“'Surcease’ is a good enough word, but 'surcease of sorrow’ is used by Poe, an American author; and the use of the phrase by Mrs. Gallup’s 'Bacon’ makes one wonder whether he had ever read The Raven.

“'Cognomen,’ p. 29. No instance given in Murray earlier than 1809. 'Desiderata,’ p. 161. No instance of 'desideratum’ earlier than 1652.

“'Hand and glove,’ p. 359. Earliest instance in Murray, 1680.

“'Cognizante’ adj. Earliest example in Murray, 1820. Murray says, 'Apparently of modern introduction; not in dictionaries of the eighteenth century;’ ... (cognisance is quite early, both as a law term and in literary use.)”

These are refinements beyond reason. Bacon added thousands of new words and new uses of words to the language. There is something applicable to the case in the Advancement of Learning (1605).

“I desire it may bee conceived that I use the word in a differing sense from that that is receyved,” and “I sometimes alter the uses and definitions.”—Book 2, pp. 24-25.

Had the word costive occurred but once I should have considered it intended for costlye as we find it in Bacon.
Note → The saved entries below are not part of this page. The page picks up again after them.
Issue #940, opened 2019-12-23
reactor netty does not instant propagate exception upon an attempt to send data to closed connection (regression from spring-boot 2.1.4, reactor-netty 0.8.6)


bsavov:
When try to send message (SSE) to already closed connection (channel) I do not get instant exception, instead the exception is propagated on the next attempt to send another message.
Up to spring-boot 2.1.4 everything was fine and the exception was propagated instant upon an attempt to send something to the channel. After that (upgrade to any spring-boot.version >2.1.4) the exception is thrown always on second message.

## Expected Behavior

Instant exception upon an attempt to send (SSE) event to closed connection as it does up to spring-boot version 2.1.4 (including)
## Actual Behavior

Exception is not thrown on the first unsuccessful sent (SSE) event to closed connection, but on the second one, thus the first event is lost

## Steps to Reproduce

The issue explained in stackoverflow: https://stackoverflow.com/questions/59419542/detect-disconnect-on-sse-with-reactor-netty-spring-boot-2-2-x
simplified code for both working 2.1.4 and non-working 2.2.2 versions available in github: https://github.com/bsavov/bs-sse
```java
@RestController
@Slf4j
public class SseController {
    private int counter = 0;

    @Autowired
    private SseService sseService;

    @GetMapping(value = "/sse", produces = MediaType.TEXT_EVENT_STREAM_VALUE)
    public Flux<ServerSentEvent<String>> subsEvents() {
        return sseService.getEvents()
                .map(s -> ServerSentEvent.<String>builder().data(s).build());
    }

    public Flux<String> getEvents() {
        AtomicInteger lastProcessed = new AtomicInteger();
        return Flux
                .interval(Duration.ofSeconds(1))
                .map(i -> i + " -> " + counter)
                .doOnNext(v -> lastProcessed.set(counter++))
                .doOnEach(sig -> {
                    logger.info("{} vs {}", sig.get(), sig.getThrowable());
                })
                .doFinally(st -> {
                    logger.info("Completed with signal type: {}. lastProcessed: {}", st, lastProcessed);
                    counter = lastProcessed.get();
                });
    }
}
```
## Your Environment

* Reactor version(s) used: reactor-netty 0.9.2-RELEASE which comes with spring-boot 2.2.2
* Other relevant libraries versions (eg. `netty`, ...):
* JVM version (`javar -version`):
  * java version "1.8.0_231"
    Java(TM) SE Runtime Environment (build 1.8.0_231-b11)
[...]

PR #4189, opened 2026-04-10
Fix `keep-alive` race when creating `HttpServerOperations`

### LINKED ISSUE #4188: HTTP/1.1 keep-alive can hang when a new request inherits the previous request's `ChannelOperations` as parent   connection
## Summary

**Impact:** Requests can hang on affected keep-alive connections; in one failure mode the connection can become permanently unusable.

In HTTP/1.1 keep-alive scenarios, `HttpTrafficHandler` can incorrectly assign a previous, terminating `HttpServerOperations` as the parent connection for a new request. This creates a transitive dependency chain that can later resolve to `DisposedChannel`, which in our testing led to either silent hangs or `AbortedException`.

## Expected Behavior

On an HTTP/1.1 keep-alive connection, each new request should receive an `HttpServerOperations` whose parent `Connection` is the stable connection bound to the channel (for example `ReactorNetty.SimpleConnection`), not the previous request's `HttpServerOperations`.

Since `HttpServerOperations` extends `ChannelOperations` and can terminate concurrently, using a previous request's ops as the parent can expose the new request to the disposal state of an unrelated request. The connection should continue serving sequential requests on the same keep-alive socket.

## Actual Behavior

There is a TOCTOU race involving parent selection in `HttpTrafficHandler.channelRead()` and concurrent termination of the previous request's `HttpServerOperations`. `Connection.from(ctx.channel())` can return a previous request's `HttpServerOperations` that terminates between the `Connection.from()` call and the subsequent `new HttpServerOperations(...)` / `bind()` call. The result is a chain of transitive references that resolves to `DisposedChannel`, leaving the affected request — and in one of the two failure modes, the entire keep-alive connection — stuck until the client times out and abandons the connection.

### Root Cause

When a new HTTP request arrives on a keep-alive connection, `HttpTrafficHandler.channelRead()` creates a new `HttpServerOperations` using `Connection.from(ctx.channel())` as the parent connection:

```java
ops = new HttpServerOperations(Connection.from(ctx.channel()), listener, request, ...);
ops.bind();
listener.onStateChange(ops, ConnectionObserver.State.CONFIGURED);
ctx.fireChannelRead(msg);
```

`Connection.from(ctx.channel())` reads the channel's `CONNECTION` attribute, which at that moment may still hold the previous request's `HttpServerOperations` (e.g. `ops2`) if it has not terminated yet.
After this read, but before the newly created operations later dereference their parent in the `bind()` or send path, `ops2.terminate()` can run on another thread and complete successfully — setting `ops2.connection = new DisposedConnection(channel())` inside the `if (rebind(connection))` block.

At that point the newly created `ops3` has `ops2` as its parent, but `ops2.connection` has already transitioned to `DisposedConnection`. The chain becomes:

```text
ops3.channel()
 → ops3.connection.channel()      // ops3.connection = ops2
 → ops2.connection.channel()      // ops2.connection = DisposedConnection (after terminate)
 → DisposedChannel                // inert placeholder
```

Additionally, `ops2.terminate()` succeeded with `rebind(ops1)` — a `CAS(ops2, ops1)` on the real channel attribute — which means the real channel's `CONNECTION` attribute is now `ops1`. Meanwhile `ops3.bind()` updates only `DisposedChannel.attr(CONNECTION)`, so the real channel attribute remains unchanged. As a result:

- The real channel attribute is pinned to `ops1` (a zombie whose `OUTBOUND_CLOSE` is already `cancelledSubscription`).
- `ops3` is bound only to `DisposedChannel`, invisible to the rest of the pipeline.

### How ops1 becomes a zombie

Before the race above occurs, `ops1` (request 1's `HttpServerOperations`) enters a zombie state through this sequence:

1. `ops1` handles request 1, writes the response, and `handleLastHttpContent()` calls `ctx.read()` — enabling the next request.
2. Request 2 arrives. `Connection.from(ctx.channel())` returns `ops1` (still in the attribute). `ops2` is created with `ops1` as parent. `ops2.bind()` updates the channel attribute to `ops2`.
3. `ops1`'s reactive chain completes on another thread (e.g. `Mono.delay()` on `Schedulers.parallel()`).
   - `ops1.onComplete()` sets `OUTBOUND_CLOSE` to `cancelledSubscription`.
   - `ops1.terminate()` attempts `CAS(ops1, SimpleConnection)` on the channel attribute, but the attribute is now `ops2` — the CAS fails.
   - Because `connection = new DisposedConnection(channel())` is inside the `if (rebind(connection))` block, `ops1.connection` remains `SimpleConnection`. However, `ops1.OUTBOUND_CLOSE` is permanently set to `cancelledSubscription`.

### Case A: ops2.terminate() races between Connection.from and bind — silent hang

This is the primary failure mode. The race window is between `Connection.from(ctx.channel())` returning `ops2` and the `new HttpServerOperations(ops2)` / `ops3.bind()` call completing.

**Timeline:**

| Step | Event Loop Thread | Parallel Scheduler Thread |
|------|-------------------|---------------------------|
| 1 | `Connection.from(channel)` → `ops2` | |
| 2 | | `ops2.onComplete()` |
| 3 | | `OUTBOUND_CLOSE.set(ops2, cancelledSubscription)` |
| 4 | | `ops2.terminate()` |
| 5 | | `rebind(ops1)`: `CAS(ops2, ops1)` succeeds → attr = `ops1` |
| 6 | | `ops2.connection = new DisposedConnection(channel())` |
| 7 | `new HttpServerOperations(ops2)` → `ops3` | |
| 8 | `ops3.channel()` → `DisposedChannel` | |
| 9 | `ops3.bind()` → `DisposedChannel.attr.set(ops3)` — updates only the disposed channel attribute | |
| 10 | real channel attr = `ops1` (unchanged) | |

After `ops3.bind()`:

- `ops3` is bound to `DisposedChannel.attr` — invisible to the real pipeline.
- The real channel's `CONNECTION` attribute points to `ops1` (the zombie).

When `ctx.fireChannelRead(msg)` propagates to `ChannelOperationsHandler`:

```java
Connection connection = Connection.from(ctx.channel()); // → ops1 (real channel attr)
ChannelOperations<?, ?> ops = connection.as(ChannelOperations.class); // → ops1
if (ops != null) {
    ops.onInboundNext(ctx, msg); // delivers request 3 to ops1
}
```

`ops1.onInboundNext()` receives the `HttpRequest`, fires `listener().onStateChange(this, REQUEST_RECEIVED)`, and `HttpServerHandle.onStateChange()` runs:

```java
HttpServerOperations ops = (HttpServerOperations) connection; // ops1
Publisher<Void> publisher = handler.apply(ops, ops);
// ...
mono.subscribe(ops.disposeSubscriber()); // subscribes to ops1
```

`ops1.onSubscribe(s)` calls `Operators.setOnce(OUTBOUND_CLOSE, this, s)`. Since `ops1.OUTBOUND_CLOSE` is already `cancelledSubscription` (set by `ops1.onComplete()` earlier), `setOnce` returns `false`. The subscription is silently dropped: `s.request(Long.MAX_VALUE)` is never called, the handler chain never executes, and no response is ever written for request 3.

**Result:** No exception is logged. The TCP connection remains open. The client waits until its own timeout expires because no response is ever written.

### Case B: disposed parent observed at send time — AbortedException logged

In this case, `ops2.terminate()` has already completed by the time the new `HttpServerOperations` is created with `ops2` as parent. The handler chain runs, but when it attempts to write the response:

```java
// HttpServerOperations.then()
if (!channel().isActive()) {            // DisposedChannel.isActive() = false
    return Mono.error(AbortedException.beforeSend());
}
```

Representative stack trace from our environment:

```text
reactor.netty.channel.AbortedException: Connection has been closed BEFORE send operation
  at reactor.netty.channel.AbortedException.beforeSend(AbortedException.java:59)
  at reactor.netty.http.server.HttpServerOperations.then(HttpServerOperations.java:677)
  at reactor.netty.ReactorNetty$OutboundThen.<init>(ReactorNetty.java:744)
  at reactor.netty.ReactorNetty$OutboundThen.<init>(ReactorNetty.java:733)
  at reactor.netty.NettyOutbound.then(NettyOutbound.java:358)
  at reactor.netty.http.server.HttpServerOperations.send(HttpServerOperations.java:536)
  at org.springframework.http.server.reactive.ReactorServerHttpResponse.writeWithInternal(ReactorServerHttpResponse.java:96)
```

This case is easier to diagnose because it leaves a log trail. However, because the error-handling cleanup path also walks `ops.channel()` — which resolves to `DisposedChannel` — the real connection was not closed promptly in our environment. From the client's perspective, it still appeared as a hang until timeout.

### When the race window opens

The race window exists when:

1. **The response has already been written.** `handleLastHttpContent()` calls `ctx.read()`, so the next request can arrive on the same connection.
2. **The previous request's reactive chain has not completed yet.** For example, the handler returns `res.then().then(Mono.delay(...).then())`, where the response is sent immediately but completion is delayed.
3. **The delayed completion happens on another thread.** For example, `Mono.delay()` completes on `Schedulers.parallel()`, while `channelRead()` for the next request runs on the event loop.

This kind of post-response completion path is common in frameworks such as Spring Cloud Gateway, where filters may continue with logging, metrics, tracing, or coroutine continuation work after the response has already been sent.

### Impact

Both failure modes produce the same client-visible symptom: the affected request does not receive a response, while the underlying TCP connection remains open.

- **Case A** is silent and permanent for the keep-alive connection. The real channel's `CONNECTION` attribute is pinned to a zombie `ops1` whose `OUTBOUND_CLOSE` is `cancelledSubscription`. Every subsequent request on that connection is delivered to `ops1`, whose `onSubscribe` silently fails. No exception is logged, and thread dumps show no blocked threads.
- **Case B** logs `AbortedException("Connection has been closed BEFORE send operation")`, making it easier to diagnose, but from the client's point of view it is still a hang until timeout.
- Which case occurs depends on the exact timing of `ops2.terminate()` relative to the event loop's `channelRead` processing.

## Steps to Reproduce

> Note: this test does not try to force the memory-visibility race itself. In our environment, the actual timing-sensitive hang was only observed reliably under Linux. Instead, the test reproduces the structural precondition that makes the race possible: `HttpTrafficHandler.channelRead()` can observe the previous request's `ChannelOperations` as the result of `Connection.from(ctx.channel())` when creating the next request's ops. The fix removes that structural precondition entirely by no longer performing a per-request `Connection.from(ctx.channel())` lookup.

```java
@Test
@Timeout(30)
void testKeepAliveNewOpsUsesStableParentConnection() throws Exception {
    // ChannelOperations.connection is package-private; reflection is used only
    // to observe the per-request parent connection.
    Field connectionField = ChannelOperations.class.getDeclaredField("connection");
    connectionField.setAccessible(true);

    int requestCount = 5;
    List<Connection> parentConnections = new CopyOnWriteArrayList<>();
    CountDownLatch latch = new CountDownLatch(requestCount);

    disposableServer = createServer()
            .doOnConnection(conn -> {
                try {
                    parentConnections.add((Connection) connectionField.get(conn));
                    latch.countDown();
                }
                catch (IllegalAccessException e) {
                    throw new RuntimeException(e);
                }
            })
            .handle((req, res) -> {
                // Send a complete response immediately (Content-Length: 0),
                // then delay chain completion by 2 seconds. This keeps ops1
                // alive in the channel attribute when the next request arrives
                // via keep-alive, which is the structural precondition for the race.
                res.header(HttpHeaderNames.CONTENT_LENGTH, "0");
                return res.then().then(Mono.delay(Duration.ofSeconds(2)).then());
            })
            .bindNow();

    ConnectionProvider p = ConnectionProvider.create("testToctouRace", 1);
    try {
        Flux.range(0, requestCount)
            .concatMap(i ->
                createClient(p, disposableServer.port())
                    .get()
                    .uri("/")
                    .responseSingle((r, bytes) -> {
                        assertThat(r.status().code()).isEqualTo(200);
                        return bytes.asString().defaultIfEmpty("");
                    }))
            .blockLast(Duration.ofSeconds(15));
    }
    finally {
        p.disposeLater().block(Duration.ofSeconds(5));
    }

    assertThat(latch.await(15, TimeUnit.SECONDS)).as("all requests processed").isTrue();
    assertThat(parentConnections).hasSize(requestCount);

    // All ops must share the same parent connection.
    Connection firstParent = parentConnections.get(0);
    for (int i = 1; i < parentConnections.size(); i++) {
        assertThat(parentConnections.get(i))
                .as("ops[%d] parent connection should be the same stable initial connection", i)
                .isSameAs(firstParent);
    }

    // The parent must NOT be a ChannelOperations (which can be terminated/disposed).
    assertThat(firstParent)
            .as("parent connection should not be a terminable ChannelOperations")
            .isNotInstanceOf(ChannelOperations.class);
}
```

Without the fix, the test fails deterministically on the first keep-alive reuse with:

```text
[ops[1] parent connection should be the same stable initial connection]
Expecting actual:
  GET{uri=/, connection=SimpleConnection{channel=[...]}} // previous HttpServerOperations
and:
  AtomicLong(1) // stable SimpleConnection
to refer to the same object
```

With the fix applied, the test passes locally.

## Possible Solution

Instead of calling `Connection.from(ctx.channel())` for each new request, capture the initial stable connection once when the handler is added, and reuse it for all subsequent `HttpServerOperations` creation:

```java
Connection initialConnection;

@Override
public void handlerAdded(ChannelHandlerContext ctx) throws Exception {
    super.handlerAdded(ctx);
    this.ctx = ctx;
    this.initialConnection = Connection.from(ctx.channel());
}

@Override
public void channelRead(ChannelHandlerContext ctx, Object msg) {
    // ...
    ops = new HttpServerOperations(initialConnection, listener, request, ...);
    ops.bind();
}
```

The same change applies to the pipelined request path in `HttpTrafficHandler.run()`.

This fix is safe because `initialConnection` (the bootstrap-time `SimpleConnection`) is stable for the entire lifecycle of the channel, unlike the request-scoped `ChannelOperations` instances. Reusing that stable connection avoids linking a new request to the lifecycle of an earlier request.

I plan to open a companion PR with this change and the regression test above.

## Affected Versions

Confirmed on `1.2.4`.

Based on local inspection / `git blame`:

- the `channelRead()` path appears to originate from `193539fa3f` (`fix #1001 Improve decoding failure handling`, 2020-02-18)
- the pipelined `run()` path appears to originate from `7ad753fc91` (`Ensure correct access log handling for HTTP/1.1 pipelining`, 2023-01-24)

I have not independently revalidated every historical release, so I would describe the broader impact as likely affecting releases that contain these code paths.

## Environment

- Reactor Netty version: `1.2.4`
- Reactor Core version: `3.6.x` (transitively resolved)
- Netty version: `4.1.x` (transitively resolved)
- Transport: NIO
- JVM: Eclipse Temurin OpenJDK 21 (`21.0.9+10-LTS`)
- `JAVA_TOOL_OPTIONS`: `-XX:ActiveProcessorCount=8`
- The production hang was observed under Linux with:

```text
openjdk version "21.0.9" 2025-10-21 LTS
OpenJDK Runtime Environment Temurin-21.0.9+10 (build 21.0.9+10-LTS)
OpenJDK 64-Bit Server VM Temurin-21.0.9+10 (build 21.0.9+10-LTS, mixed mode, sharing)
```

- The same application setup did not reproduce the hang on native macOS in my testing.
- The regression test above is OS-agnostic because it checks the structural precondition, not the race timing.

koisyu:
## Summary

  Fixes #4188

  `HttpTrafficHandler` created new `HttpServerOperations` from `Connection.from(ctx.channel())`. On HTTP/1.1 keep-alive
  connections, that lookup could still return the previous request's `HttpServerOperations` instead of the stable channel-
  bound connection.

  This change captures the stable connection once in `handlerAdded()` and reuses it for subsequent request-scoped
  `HttpServerOperations`, including the pipelined path. That prevents a new request from inheriting a terminating
  `ChannelOperations` as its parent.

  ## Changes

  - capture the initial stable connection in `HttpTrafficHandler.handlerAdded()`
  - use that connection when creating `HttpServerOperations` in `channelRead()`
  - use the same connection in the pipelined request path in `run()`
  - add a regression test covering keep-alive reuse

  ## Testing

  - added `testKeepAliveNewOpsUsesStableParentConnection`
  - verified the test fails without the fix
  - verified the test passes with the fix

### DIFF
--- a/reactor-netty-http/src/main/java/reactor/netty/http/server/HttpServerOperations.java
+++ b/reactor-netty-http/src/main/java/reactor/netty/http/server/HttpServerOperations.java
@@ -798,6 +798,13 @@ class HttpServerOperations extends HttpOperations<HttpServerRequest, HttpServerR
 	}
 
 	@Override
+	protected void afterInboundComplete() {
+		if (!isHttp2()) {
+			channel().pipeline().fireUserEventTriggered(HttpServerOperationsTerminatedEvent.INSTANCE);
+		}
+	}
+
+	@Override
 	protected void onInboundNext(ChannelHandlerContext ctx, Object msg) {
 		Class<?> msgClass = msg.getClass();
 		if (msgClass == DefaultHttpRequest.class) {
--- a/reactor-netty-http/src/test/java/reactor/netty/http/server/HttpServerTests.java
+++ b/reactor-netty-http/src/test/java/reactor/netty/http/server/HttpServerTests.java
@@ -1,5 +1,5 @@
 /*
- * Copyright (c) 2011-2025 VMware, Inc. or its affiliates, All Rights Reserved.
PR #353, opened 2024-11-09
fix broken url

wangjingcun:
The previous address has been 404, replaced with available

### DIFF
--- a/util/constants.ts
+++ b/util/constants.ts
@@ -1,7 +1,7 @@
 export const GITHUB_REPO_URL = 'https://github.com/smlxl/evm.codes'
 
 // Currently active hardfork from the ones available:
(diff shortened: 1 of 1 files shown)


util/constants.ts
```diff
@@ -1,7 +1,7 @@
 export const GITHUB_REPO_URL = 'https://github.com/smlxl/evm.codes'
 
 // Currently active hardfork from the ones available:
-// See: https://github.com/ethereumjs/ethereumjs-monorepo/tree/master/packages/common/src/hardforks
+// See: https://github.com/ethereumjs/ethereumjs-monorepo/tree/stateless/packages/common/src/hardforks
```
2xic, line 4: That isn't the main branch though - I think you mean https://github.com/ethereumjs/ethereumjs-monorepo/blob/master/packages/common/src/hardforks.ts ?

wangjingcun:
Friendly ping~

PR #377, opened 2025-03-29
fix: add error case for TSTORE when context is static

### LINKED ISSUE #363: Incomplete description of TSTORE
[TSTORE](https://www.evm.codes/?fork=cancun#5d)
According to the [execution specs](https://ethereum.github.io/execution-specs/src/ethereum/cancun/vm/instructions/storage.py.html) we shouldn't be able to store something in transient storage if we are in a static context.
It should be added to the `Error cases` section in the opcode description.

JereSalo:
Description:
- Specify in the `Error cases` section of the opcode that it will fail if the executed within a static context. 
 
[Execution Specs reference](https://github.com/ethereum/execution-specs/blob/2926c00c1d130e5d0641d278012d42267f3feaf3/src/ethereum/cancun/vm/instructions/storage.py#L171)

Closes #363

### DIFF
--- a/docs/opcodes/5C.mdx
+++ b/docs/opcodes/5C.mdx
@@ -30,3 +30,4 @@ group: Stack Memory Storage and Flow Operations
 The state changes done by the current context are [reverted](#FD) in those cases:
 - Not enough gas.
 - Not enough values on the stack.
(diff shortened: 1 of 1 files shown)


2xic (approved):
Thank you!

He may have used a v where y was intended.

It is true innocuous, from the Latin innocuus, in the dictionaries is used only of things, but Bacon evidently employed it differently, and wrote “innocuous of ill” as he would have written “not guilty of crime.” In Anatomy of Melancholy (1621) we find “Northerne men, innocuous, free from riot” (p. 82), and “The patient innocuous man.”

Surcease is used in the Shakespeare plays—Cor., Act 3; Rom. & Jul., Act 4; Macb., Act 1. It is in Lucrece, and also occurs in Bacon’s acknoweldged works. He had, perhaps, as good reason as Poe to desire 'surcease of sorrow.’

Certainly, Bacon had a right to use words existing in any language. We know that he anglicized many from the Latin and the French. Cognomen is of course from the Latin; desiderata, Mr. Candler admits, was used in 1652; cognizante—or as it is elsewhere spelled in the cipher, cognisant—might be allowed him on the ground that cognisances was certainly in use.—Henry Seventh, p. 211; 1 Hen. VI., Act 2; Jul. Cæsar, Act 2; Cym., Act 2.